**PROMPT**
For the entries below, report every line that includes the word "though".

* * * * * * *

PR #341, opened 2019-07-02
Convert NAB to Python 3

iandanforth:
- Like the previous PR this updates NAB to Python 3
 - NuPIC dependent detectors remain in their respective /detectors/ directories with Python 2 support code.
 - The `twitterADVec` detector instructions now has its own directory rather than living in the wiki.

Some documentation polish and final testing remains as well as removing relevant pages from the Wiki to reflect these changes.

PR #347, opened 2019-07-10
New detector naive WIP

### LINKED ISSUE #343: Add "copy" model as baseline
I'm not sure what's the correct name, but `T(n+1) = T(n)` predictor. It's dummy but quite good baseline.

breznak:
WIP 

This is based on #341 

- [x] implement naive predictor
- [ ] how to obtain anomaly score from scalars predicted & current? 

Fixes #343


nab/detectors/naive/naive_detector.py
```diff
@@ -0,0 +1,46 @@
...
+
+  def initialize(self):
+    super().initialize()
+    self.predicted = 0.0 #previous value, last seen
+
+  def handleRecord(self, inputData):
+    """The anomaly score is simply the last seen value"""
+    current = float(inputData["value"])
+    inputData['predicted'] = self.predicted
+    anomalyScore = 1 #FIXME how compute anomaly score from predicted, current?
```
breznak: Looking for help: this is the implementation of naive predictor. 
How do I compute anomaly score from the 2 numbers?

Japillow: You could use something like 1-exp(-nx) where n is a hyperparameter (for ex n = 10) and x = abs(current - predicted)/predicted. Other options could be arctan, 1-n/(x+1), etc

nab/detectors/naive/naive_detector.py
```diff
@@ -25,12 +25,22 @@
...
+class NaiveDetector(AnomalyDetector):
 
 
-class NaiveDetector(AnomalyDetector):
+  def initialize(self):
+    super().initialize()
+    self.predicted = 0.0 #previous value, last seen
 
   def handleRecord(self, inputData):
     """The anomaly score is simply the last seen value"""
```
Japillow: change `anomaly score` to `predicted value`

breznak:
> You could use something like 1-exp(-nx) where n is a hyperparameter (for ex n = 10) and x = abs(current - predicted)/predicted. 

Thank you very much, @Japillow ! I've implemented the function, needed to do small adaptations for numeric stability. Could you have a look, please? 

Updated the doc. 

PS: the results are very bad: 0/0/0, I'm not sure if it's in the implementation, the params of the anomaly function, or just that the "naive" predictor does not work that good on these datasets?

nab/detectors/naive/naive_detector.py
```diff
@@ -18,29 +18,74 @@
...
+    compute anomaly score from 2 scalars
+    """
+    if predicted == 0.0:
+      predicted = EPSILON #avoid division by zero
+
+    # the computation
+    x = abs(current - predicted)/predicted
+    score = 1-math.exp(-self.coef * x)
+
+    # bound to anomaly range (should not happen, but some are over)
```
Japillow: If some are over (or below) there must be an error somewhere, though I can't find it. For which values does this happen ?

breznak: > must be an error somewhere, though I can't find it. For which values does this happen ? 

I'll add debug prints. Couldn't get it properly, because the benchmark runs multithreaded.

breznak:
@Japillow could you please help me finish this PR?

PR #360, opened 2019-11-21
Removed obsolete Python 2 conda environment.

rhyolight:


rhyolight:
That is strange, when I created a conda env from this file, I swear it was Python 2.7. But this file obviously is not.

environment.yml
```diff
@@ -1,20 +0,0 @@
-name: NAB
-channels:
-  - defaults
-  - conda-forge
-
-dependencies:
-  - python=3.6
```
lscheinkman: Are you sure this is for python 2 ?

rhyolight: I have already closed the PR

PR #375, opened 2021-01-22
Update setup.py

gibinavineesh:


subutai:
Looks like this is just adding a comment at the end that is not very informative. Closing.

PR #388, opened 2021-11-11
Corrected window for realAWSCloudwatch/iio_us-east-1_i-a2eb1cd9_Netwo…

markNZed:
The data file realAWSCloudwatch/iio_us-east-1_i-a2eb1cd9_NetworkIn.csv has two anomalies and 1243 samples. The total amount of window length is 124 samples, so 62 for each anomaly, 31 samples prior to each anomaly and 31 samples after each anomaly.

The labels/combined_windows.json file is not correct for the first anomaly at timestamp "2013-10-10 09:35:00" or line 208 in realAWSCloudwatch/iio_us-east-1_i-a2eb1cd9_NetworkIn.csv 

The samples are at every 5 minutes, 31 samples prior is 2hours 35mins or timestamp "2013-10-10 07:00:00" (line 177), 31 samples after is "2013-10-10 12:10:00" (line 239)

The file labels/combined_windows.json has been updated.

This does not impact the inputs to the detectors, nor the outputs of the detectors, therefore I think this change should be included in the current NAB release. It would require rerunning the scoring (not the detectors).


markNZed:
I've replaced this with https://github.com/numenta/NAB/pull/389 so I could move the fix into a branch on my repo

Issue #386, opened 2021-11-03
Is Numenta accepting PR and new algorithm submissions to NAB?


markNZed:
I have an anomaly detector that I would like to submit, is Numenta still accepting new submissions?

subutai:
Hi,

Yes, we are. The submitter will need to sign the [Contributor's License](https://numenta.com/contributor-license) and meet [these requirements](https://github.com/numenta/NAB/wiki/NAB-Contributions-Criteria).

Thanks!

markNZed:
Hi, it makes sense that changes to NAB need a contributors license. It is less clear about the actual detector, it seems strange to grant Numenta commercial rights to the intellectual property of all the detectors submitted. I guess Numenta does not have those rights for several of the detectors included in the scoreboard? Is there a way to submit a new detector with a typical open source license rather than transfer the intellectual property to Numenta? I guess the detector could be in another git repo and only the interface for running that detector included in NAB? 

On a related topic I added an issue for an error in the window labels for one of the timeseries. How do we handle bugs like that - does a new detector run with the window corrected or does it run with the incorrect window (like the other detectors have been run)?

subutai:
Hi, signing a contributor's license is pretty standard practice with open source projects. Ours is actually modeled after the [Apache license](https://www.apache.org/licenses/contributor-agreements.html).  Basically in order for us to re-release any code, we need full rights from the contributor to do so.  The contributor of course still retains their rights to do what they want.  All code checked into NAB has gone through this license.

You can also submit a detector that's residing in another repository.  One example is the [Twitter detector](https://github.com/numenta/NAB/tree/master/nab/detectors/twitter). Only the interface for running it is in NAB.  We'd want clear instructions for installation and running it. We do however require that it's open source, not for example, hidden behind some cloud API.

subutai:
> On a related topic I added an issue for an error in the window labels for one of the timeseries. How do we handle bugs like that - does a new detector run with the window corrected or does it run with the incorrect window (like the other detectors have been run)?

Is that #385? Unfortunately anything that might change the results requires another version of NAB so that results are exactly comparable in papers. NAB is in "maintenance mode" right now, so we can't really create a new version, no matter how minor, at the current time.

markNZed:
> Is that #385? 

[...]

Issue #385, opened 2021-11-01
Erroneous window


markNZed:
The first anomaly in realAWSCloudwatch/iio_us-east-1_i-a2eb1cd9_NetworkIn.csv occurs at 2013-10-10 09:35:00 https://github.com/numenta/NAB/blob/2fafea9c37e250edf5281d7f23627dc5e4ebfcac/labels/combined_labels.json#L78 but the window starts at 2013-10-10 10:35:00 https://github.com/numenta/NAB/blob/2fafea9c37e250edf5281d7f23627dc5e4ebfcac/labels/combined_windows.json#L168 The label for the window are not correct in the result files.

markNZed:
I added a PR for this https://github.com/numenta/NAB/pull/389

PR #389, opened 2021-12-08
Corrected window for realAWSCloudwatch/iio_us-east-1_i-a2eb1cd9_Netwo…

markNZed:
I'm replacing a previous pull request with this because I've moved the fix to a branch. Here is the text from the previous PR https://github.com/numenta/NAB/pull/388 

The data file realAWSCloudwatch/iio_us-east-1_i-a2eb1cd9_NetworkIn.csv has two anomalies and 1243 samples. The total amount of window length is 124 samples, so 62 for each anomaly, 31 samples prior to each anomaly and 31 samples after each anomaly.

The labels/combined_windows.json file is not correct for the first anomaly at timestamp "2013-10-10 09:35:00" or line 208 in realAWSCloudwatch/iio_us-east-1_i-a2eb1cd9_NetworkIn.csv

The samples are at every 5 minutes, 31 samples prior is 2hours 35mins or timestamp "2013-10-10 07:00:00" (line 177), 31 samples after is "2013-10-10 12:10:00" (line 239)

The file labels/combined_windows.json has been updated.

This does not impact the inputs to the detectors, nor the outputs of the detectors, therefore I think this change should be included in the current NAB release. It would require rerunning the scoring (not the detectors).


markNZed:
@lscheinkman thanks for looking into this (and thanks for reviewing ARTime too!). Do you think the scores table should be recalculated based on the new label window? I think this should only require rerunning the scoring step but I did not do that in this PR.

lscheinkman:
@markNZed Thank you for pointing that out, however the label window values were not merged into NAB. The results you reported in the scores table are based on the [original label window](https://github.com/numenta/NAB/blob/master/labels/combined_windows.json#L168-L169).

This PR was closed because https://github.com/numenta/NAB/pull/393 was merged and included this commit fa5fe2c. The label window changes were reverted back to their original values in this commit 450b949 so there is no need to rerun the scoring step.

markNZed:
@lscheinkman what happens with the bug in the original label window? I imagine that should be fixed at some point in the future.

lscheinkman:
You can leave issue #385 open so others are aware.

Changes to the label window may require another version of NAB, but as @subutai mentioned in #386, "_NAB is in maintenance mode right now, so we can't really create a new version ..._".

* * * * * * *

**WRITTEN RESPONSE**
Japillow: If some are over (or below) there must be an error somewhere, though I can't find it. For which values does this happen ?
breznak: > must be an error somewhere, though I can't find it. For which values does this happen ? 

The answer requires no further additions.